Task objective: Only lines containing "format" are wanted from the data below. Copy those lines.

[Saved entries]

=== Section Start ===

Issue #4379, opened 2022-03-19
add a 'runas' parameter to sudoers module


doubletwist13:
### Summary

It would be very useful to be able to define a 'runas' option for sudo rules in the sudoers module instead of defaulting to only running as root.

For example, if I want a user `bob` to be able to run `/usr/bin/somecommand` as the user `alice`, the sudo rule would look like this:
```
bob ALL=(alice) /usr/bin/somecommand
```

So I'd propose a parameter called something like `runas` that takes a string containing the user you want to run as. 

Also, while not critical, since the current result is effectively defaulting to root, it might be worth having that parameter default to 'root' and thus include `ALL=(root)` in the output as it would be a little more clear and more consistent.

So the value returned by sudoers.py might look like:
```
return "{owner} ALL=({runas}) {nopasswd} {commands}\n".format(owner=owner, nopasswd=nopasswd_str, commands=commands_str)
```
 
As an added bonus you could probably easily include a 'host' parameter as well.
```
return "{owner} {host}=({runas}) {nopasswd} {commands}\n".format(owner=owner, nopasswd=nopasswd_str, commands=commands_str)

```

=== Section End ===

Expected output:
return "{owner} ALL=({runas}) {nopasswd} {commands}\n".format(owner=owner, nopasswd=nopasswd_str, commands=commands_str)
return "{owner} {host}=({runas}) {nopasswd} {commands}\n".format(owner=owner, nopasswd=nopasswd_str, commands=commands_str)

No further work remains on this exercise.